KechrisLab / multiMiR

Development repository for the multiMiR database's R API
Other
20 stars 3 forks source link

Entrez IDs in results table match to multiple genes #55

Closed mattbcvs closed 2 months ago

mattbcvs commented 10 months ago

Hi there,

Reporting what seems like an error in that I have multiple gene symbols in my predicted targets that match to the same Entrez ID.

801 matches to CALM1 (as expected https://www.ncbi.nlm.nih.gov/gene/?term=801%5Buid%5D) but also to CALM2 (seems an error: https://www.ncbi.nlm.nih.gov/gene/?term=805%5Buid%5D) and also CALM3 (seems an error https://www.ncbi.nlm.nih.gov/gene/808)

Seems a possible bug to fix?

Thanks, Matt

smahaffey commented 8 months ago

@mattbcvs Thank you. Yes I have struggled with IDs for each update as each source at this point may be using different versions of IDs some of which are quite out of date, so for some IDs multiple older IDs have merged or some IDs don't exist in current annotations.

With the next version once each source is loaded and sources that aren't being updated are copied over then I will make an attempt to find and resolve these types of errors.

If anyone would be willing to help beta test and help find some of these instances it would be extremely helpful. Just as you did, to mention specific genes that should not match but do in some instances. We can try to track these down and then find similar instances where this occurred to resolve these issues.

I have been able to develop scripts when the changes are more straight forward, but there may be many more that will require manually reviewing and then making appropriate changes to resolve these issues.

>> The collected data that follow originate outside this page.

PR #1289, opened 2024-09-03
Feature issue entry association diff

aapomm:
### Summary

- Backported CSS changes from Pro
- Hide IssueLib widget
- Implement DiffedContent and specs
- Add `delete_field` method for the HasFields concern
- Implement `fields_has_to_source` to convert the hash of fields to Dradis-style item content.

### Check List

### DIFF
--- a/app/models/concerns/has_fields.rb
+++ b/app/models/concerns/has_fields.rb
@@ -56,7 +56,7 @@ module HasFields
         updated_fields[field] = value
         self.send(
           :"#{container_field}=",
-          updated_fields.to_a.map { |h| "#[#{h[0]}]#\n#{h[1]}" }.join("\n\n")
+          FieldParser.fields_hash_to_source(updated_fields)
         )
       end
 
@@ -71,5 +71,4 @@ module HasFields
       end
     end
   end
-
 end
--- a/app/models/concerns/has_fields.rb
+++ b/app/models/concerns/has_fields.rb
@@ -20,6 +20,15 @@ module HasFields
     fields["Title"].present?
   end
 
+  private
+
+  def update_container(container_field, updated_fields)
+    self.send(
+      :"#{container_field}=",
+      FieldParser.fields_hash_to_source(updated_fields)
+    )
+  end
+
   module ClassMethods
     # Method for models to define which attribute is to be converted to fields.
     #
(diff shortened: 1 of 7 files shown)


app/views/layouts/tylium.html.erb
```diff
@@ -94,6 +94,10 @@
       <%= render partial: 'tags/modals/form' %>
     <% end %>
 
+    <% if defined?(Dradis::Pro) && (controller_name == 'issues' && action_name == 'show') %>
+      <%= render partial: 'dradis/pro/plugins/issuelib/issues/diff_modal' %>
+    <% end %>
```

smahaffey commented 2 months ago

I have done what I can to resolve these types of issues in the database version 2.4. I expect to make the updated database public in the next day or two.

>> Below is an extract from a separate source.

PR #1290, opened 2024-09-03
Touch evidence, children and notes on node merge & add affected_ids to issues#index table cache

caitmich:
### Summary

After merging nodes,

There are still related issues where Gene Symbols link to multiple Entrez(NCBI) IDs or Ensembl IDs. Where possible I've been able to consolidate targets with missing information to the same target entry in the database. ID's that I have not been able to resolve usually involve Gene Symbols that link to multiple Entrez and Ensembl IDs. This generally occurs because of old IDs that have been discontinued in one of those databases or get split into multiple IDs etc.

Without time to manually curate these IDs there are few options. We can work to build a pipeline to look up each ID in the source database and try to replace it with the current ID. I think in most cases this can't be automated well because it isn't as straight forward and following linear links to a current ID.

I will work on modifying the R package by flagging results that when found by the ID used in the search may reflect partial or overly inclusive results depending on which ID is used to look up a gene or add an option to expand or limit the results based on target IDs used.